■ What this task involves: Return, exactly and in full, the lines of the records below starting at the one with "Ready for v2.18.0-beta?" and ending at the one with "Yup, that one", and no other lines.
[Records to process]
PR #6188, opened 2022-07-10
Update Xiaomi FW version strings for DDF supported devices

SwoopX:
Devices will now get the same version string as shown in their native app.


manup:
Ready for v2.18.0-beta?

PR #6218, opened 2022-07-24
DDF for Terncy Smart Dial SD01

SwoopX:
Adds respective DDF and removes legacy code.

Note that newly added devices require a device firmware update in order to work properly.


manup:
Ouh this one sits here for a while ;) from my side the PR looks all right. Should be merged in v2.21.0-beta?

>Note that newly added devices require a device firmware update in order to work properly.

Did the older version work with the C++ code variant, breaking change?

SwoopX:
Yup, that one is sitting tight :) More than happy to get that one off the road.

It is indeed some sort of breaking change. With an old firmware, the device doesn't have a manufacturer name at all, so we have/had a hack for that in the legacy code. The new firmware corrects that and as I have the device here, I know it works. Nevertheless, it should be mentioned explicitly in the release notes (note that there's also a respective md file).

manup:
Ok, yeah I guess it's better to take the OTA update route and describe it as a breaking change than to carry around the hack.

I've added a new "Breaking Change" label which can be assigned to PRs, the changelog generator needs a little update and then is able to put it in the right section.

PR #6235, opened 2022-07-30
Fix state changes failing prematurely under rare conditions

SwoopX:
In case read and parse function for a resource item differ, the state change will fail, as the read attributes command cannot be issued. This leads to a condition where the state change will always have the state failed and gets deleted on the next occasion.

As of now, this seems to impact just a hand full of devices.


manup:
Good catch, the read function must only use the read parameters not the data from parse parameters.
[/Records to process]
■ Finished exercise:
Ready for v2.18.0-beta?

PR #6218, opened 2022-07-24
DDF for Terncy Smart Dial SD01

SwoopX:
Adds respective DDF and removes legacy code.

Note that newly added devices require a device firmware update in order to work properly.


manup:
Ouh this one sits here for a while ;) from my side the PR looks all right. Should be merged in v2.21.0-beta?

>Note that newly added devices require a device firmware update in order to work properly.

Did the older version work with the C++ code variant, breaking change?

SwoopX:
Yup, that one is sitting tight :) More than happy to get that one off the road.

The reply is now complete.